What of the due process clause which provides the government “shall deprive any person of life, liberty, or property, without due process of law”?  The due process clause, as applied to state criminal procedure, has been said to embrace “principles of justice so rooted in the traditions and conscience of our people as to be ranked as fundamental.”  Snyder v. Massachusetts, 291 U. S. 97, 105 (1935).  Due process requires all that is “implicit in the concept of ordered liberty,”  Palko v. Connecticut, 302 U. S. 319, 325 (1937). and, as applied to state criminal procedure, “denial of due process is the failure to observe that fundamental fairness essential to the very concept of justice.”  Lisenba v. California, 314 U. S. 219, 236 (1941).  Doesn’t kidnapping someone in one state and forcing him to appear in another state violate due process?  In short answer, the Frisbie court said prior decisions denying any due process violation by such action “rest on the sound basis that due process of law is satisfied when one present in court is convicted of crime after having been fairly apprised of the charges against him and after a fair trial in accordance with constitutional procedural safeguards. There is nothing in the Constitution that requires a [state] court to permit a guilty person rightfully convicted to escape justice because he was brought to trial against his will.”  Frisbie at 522.  All the process that is due a person is to be notified of the charges and get a fair trial.  See also, Utah v. Strieff, 579 U.S. ___, 136 S. Ct. 2056 (2016) where Justice Clarence Thomas, joined by Chief Justice John Roberts and Justices Anthony Kennedy, Stephen Breyer, and Samuel Alito, held the existence of a valid arrest warrant attenuated the connection between the unlawful stop and the discovery of the contraband.  Thus, police have a free pass to violate the rights of individuals — just so long as they find evidence of a ‘crime.’  Justice Elena Kagan wrote a dissenting opinion, in which Justice Ginsburg joined in full, where she argued that the majority’s ruling “creates unfortunate incentives for the police”

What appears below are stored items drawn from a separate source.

PR #730, opened 2022-05-13
Add option to guide downsampling mags via an existing dataset

### LINKED ISSUE #535: Use existing magnifications of other layers as guide when downsampling
The code already exists for this in the private voxelytics repository. However, we need to figure out how the interface (CLI and programmatic one) should look like for this.

MichaelBuessemeyer:
### Description:
This PR moves [code from the vx repo](https://github.com/scalableminds/voxelytics/blob/024839faa2d564f48d3dbdabf1a648389e77486c/voxelytics/commons/downsampling_helper.py#L152-L152) to wklibs that builds a mag list depending on an existing dataset. 
This can then be used in the downsample function of a layer to downsample it to the mags given by a dataset. This feature is available via a new argument of the downsample function.

### Issues:
- fixes #535

### Todos:
 - [x] Updated Changelog
 - [x] Code an example and test it


MichaelBuessemeyer:
Script for testing
```
import numpy as np

import webknossos as wk
import shutil

# pylint: disable=unused-variable


def main() -> None:
    #####################
    # Opening a dataset #
    #####################

    input_dataset = wk.Dataset.open("testdata/simple_wkw_dataset")
    # Assuming that the dataset has a layer "color"
    input_layer = input_dataset.get_layer("color")

    ###############################################
    # Adding additional mags to the input dataset #
    ###############################################
    input_layer.get_or_add_mag("2-2-1")
    input_layer.get_or_add_mag("4-4-2")
    input_layer.get_or_add_mag("8-8-4")
    input_layer.redownsample()
    assert len(input_layer.mags) == 4
    # Use the mag with the best resolution
    finest_input_mag = input_layer.get_finest_mag()

    ######################
    # Creating a dataset #
    ######################

    output_dataset = wk.Dataset("testoutput/my_new_dataset", voxel_size=(1, 1, 1))
    output_layer = output_dataset.add_layer(
        layer_name="color", category="color", dtype_per_channel="uint8", num_channels=3
    )
    # Create the same mag in the new output dataset
    output_mag = output_layer.add_mag(finest_input_mag.mag)

    ########################################
    # Copying data into the output dataset #
    ########################################
    input_data = finest_input_mag.read(absolute_offset=(10, 20, 30), size=(512, 512, 32))
    output_mag.write(absolute_offset=(10, 20, 30), data=input_data)

    #########################################################################
    # Downsampling the layer to the magnification used in the input dataset #
    #########################################################################
    output_layer.downsample(from_mag=output_mag.mag, dataset_with_reference_resolutions=input_dataset)
    for mag in input_layer.mags:
        assert output_layer.get_mag(mag)

    shutil.rmtree("testoutput")


if __name__ == "__main__":
    main()

```

MichaelBuessemeyer:
@jstriebel This is my first wklibs pr 🎉 .

Do you have time to review it and tell me if I missed something / did not comply with the "style" of this repo?

webknossos/webknossos/dataset/_downsampling_utils.py
```diff
@@ -326,3 +328,80 @@ def downsample_cube_job(
...
+        starting_mag = layer.get_most_coarse_mag().mag
+        starting_index = mag_list_template.index(starting_mag)
+        missing_mags = mag_list_template[starting_index + 1 :]
+        return missing_mags
+    else:
+        # Since the generated mag list does not contain any entries
+        # which are derived from existing mags, we return an empty list
+        # to signal that the cuber's anisotropic downsampling feature
+        # should be used to derive the output mags.
+        return None
```
jstriebel, line 407: I think it's useful to change the overall structure here a bit. Since `calculate_mags_to_downsample` is already in place and we want it's results to be used to fill in missing mags, we can directly put in the logic there.
I think something along those lines might work:
```python
def calculate_mags_to_downsample(
    from_mag: Mag, max_mag: Mag, voxel_size: Optional[Tuple[float, float, float]], dataset_to_align_with: Optional[Dataset] = None,
) -> List[Mag]:
    if dataset_to_align_with is None:
        mags_to_align_with = set()
    else:
        mags_to_align_with = set(mag for layer in dataset_to_align_with.layers.values() for mag in layer.mags.keys())
    mags_to_align_with_by_max_dim = {mag.max_dim: mag for mag in mags_to_align_with}
    assert len(mags_to_align_with) == len(mags_to_align_with_by_max_dim), "TODO (some layers contain different mags for the same mag, this is not allowed)"
    # … previous setup
    while current_mag < max_mag:
        if current_mag.max_dim * 2 in mags_to_align_with_by_max_dim:
            current_mag = mags_to_align_with_by_max_dim[current_mag.max_dim * 2]
            if current_mag > max_mag:
                warnings.warn("TODO (the mag taken from another layer is larger in some dimensions than max_mag)")
       elif … # previous ifs
```

webknossos/webknossos/dataset/_downsampling_utils.py
```diff
@@ -326,3 +328,80 @@ def downsample_cube_job(
             f"Downsampling of target {target_view.bounding_box} failed with {exc}"
         )
         raise exc
+
+
+def find_smallest_mag_of_dataset(
```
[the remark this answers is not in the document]
jstriebel: (we might end up not using the new functions, let's do the larger refactorings first)

jstriebel (commented):
Nice, I think this is a great missing feature! Awesome, that you tackle your first PR here @MichaelBuessemeyer :tada:

I think we might want to incorporate the new feature more into the existing code we have already, and provide an easier interface to the users than we had internally. I added some comments about this, but it might be useful to have a call if you want :telephone_receiver: 

Besides the code changes, please also adapt the documentation (I think it's just the docstring in this case), as well as adding tests for this use-case.Let's also open an issue to add this feature to upsampling as well afterwards.

MichaelBuessemeyer:
@jstriebel I applied the feedback we discussed. Could you please check out the newest changes? 🔍

webknossos/webknossos/dataset/layer.py
```diff
@@ -634,21 +634,30 @@ def _assert_mag_does_not_exist_yet(
...
+        if type(align_with_other_layers) is bool:
+            return self.dataset if align_with_other_layers else None
+        else:
+            return align_with_other_layers
+
     def downsample(
         self,
         from_mag: Optional[Mag] = None,
-        max_mag: Optional[Mag] = None,
+        coarsest_mag: Optional[Mag] = None,
```
jstriebel, line 648: Please add this to the changelog, as this might break keyword arguments (no fallback with the old name necessary IMO).

webknossos/webknossos/dataset/layer.py
```diff
@@ -634,21 +634,30 @@ def _assert_mag_does_not_exist_yet(
...
         interpolation_mode: str = "default",
         compress: bool = True,
         sampling_mode: Union[str, SamplingModes] = SamplingModes.ANISOTROPIC,
+        align_with_other_layers: Union[bool, "Dataset"] = True,
```
jstriebel, line 652: Please also mention in the changelog, that the default behavior changed (probably can be considered a fix).

webknossos/webknossos/dataset/layer.py
```diff
@@ -634,21 +634,30 @@ def _assert_mag_does_not_exist_yet(
                 )
             )
 
+    def _get_dataset_from_align_with_other_layers(
+        self, align_with_other_layers: Union[bool, "Dataset"]
+    ) -> Optional["Dataset"]:
+        if type(align_with_other_layers) is bool:
```
jstriebel, line 640:
```suggestion
        if isinstance(align_with_other_layers, bool):
```

jstriebel (commented):
Awesome, thanks for the great refactoring and the new tests! I added some minor suggestions. I think the new tests take way too long (CI seemed also to timeout). Probably it's most easy to use smaller datasets or simply restrict the layer's bounding box before `downsample()`. Besides that this PR looks great :rocket:

MichaelBuessemeyer:
Thanks for the feedback :D.

> Probably it's most easy to use smaller datasets or simply restrict the layer's bounding box before downsample(). Besides that this PR looks great 🚀

Sadly, this seems not to fix the issue. The extent of the test datasets is already at `(24,24,24)` which should be small enough IMO.
Both tests run in under 3 min 10 sec each (with all three datasets).

Maybe there is something else is the issue why the CI gets canceled?

jstriebel:
> Sadly, this seems not to fix the issue. The extent of the test datasets is already at `(24,24,24)` which should be small enough IMO. Both tests run in under 3 min 10 sec each (with all three datasets).
> 
> Maybe there is something else is the issue why the CI gets canceled?

Hm, that's weird. I have two proposals to move forward with those tests:
* Instead of having a smaller bounding box, you could also use less mags.
* You can add `--durations=0` to the pytest calls to show all test times or `--durations=10` to show the 10 slowest. I think that only happens after those have run, so not sure if this works in CI. [docs](https://docs.pytest.org/en/6.2.x/usage.html#profiling-test-execution-duration)
* [pytest-xdist](https://github.com/pytest-dev/pytest-xdist) or [pytest-parallel](https://github.com/browsertron/pytest-parallel) might speed up the tests by running them parallel (not sure how many cores we have in CI though)
* [pytest-timeout](https://github.com/pytest-dev/pytest-timeout) cancels tests which take too long, might be useful to figure out where the problems are
* There are [even](https://github.com/koaning/pytest-duration-insights) more [plugins](https://github.com/skudriashev/pytest-timer)…

jstriebel (approved):
Thanks for speeding up the tests :racing_car:  LGTM :+1:

webknossos/Changelog.md
```diff
@@ -15,8 +15,11 @@ For upgrade instructions, please check the respective *Breaking Changes* section
 ### Breaking Changes
 
 ### Added
+- Added a new parameter to `Layer.downsample` & `layer.upsample` which takes an existing dataset and uses the magnifications of this dataset as guidance for the downsampling. [#730](https://github.com/scalableminds/webknossos-libs/pull/730)
 
 ### Changed
+- Changed the name of `max_mag` in `Layer.downsample` to `coarsest_mag`. [#730](https://github.com/scalableminds/webknossos-libs/pull/730)
+- The `Layer.downsample` and `Layer.upsample`function now automatically downsample according to magnifications already existing in the dataset. This behaviour can be turned off by setting the new parameter `align_with_other_layers` to `False`. [#730](https://github.com/scalableminds/webknossos-libs/pull/730)
```
philippotto, line 22: in my opinion, these changes are breaking changes, since the interface is not backwards-compatible when named arguments were used before. I think, we should change this in the changelog.

MichaelBuessemeyer: Oh 😅. Looks like I placed them wrong. Did / Do you correct this @philippotto?

philippotto: Just opened a PR for that :)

Since federal law permits illegal conduct by the police to bring a person into court, what of state law?  Some states originally barred kidnapping in the name of law enforcement.  For instance in State v. Simmons, 39 Kan. 262, 18 Pac. 177 (1888), the court stated: “It would not be proper for the courts of this state to favor, or even to tolerate, breaches of the peace committed by their own officers, in a sisterstate… [Jurisdiction should not be sustained when obtained only] in violation of some well-recognized rule of honesty or fair dealing, as by force or fraud .. . [Such jurisdiction] would not only be a special wrong against the individual .. .but it would also be a general wrong against society itself a violation of those fundamental principles of mutual trust and confidence which lie at the very foundation of all organized society, and which are necessary in the very nature of things to hold society together” 18 Pac. at 178-9.  Simmons was overruled by implication in Foster v. Hudspeth, 170 Kan. 338, 224 P. 2d 987 (1950),

Sadly, Wisconsin, like many states, does not see a problem with police breaking the law to enforce the law..  In State v. Smith, supra.it was held that “an illegal arrest as a jurisdictional defect is not a constitutional mandate. A defendant cannot claim immunity from prosecution “simply because his appearance in court was precipitated by an unlawful arrest,” nor does an illegal arrest serve as a defense to a valid conviction.”  State v. Smith at 236.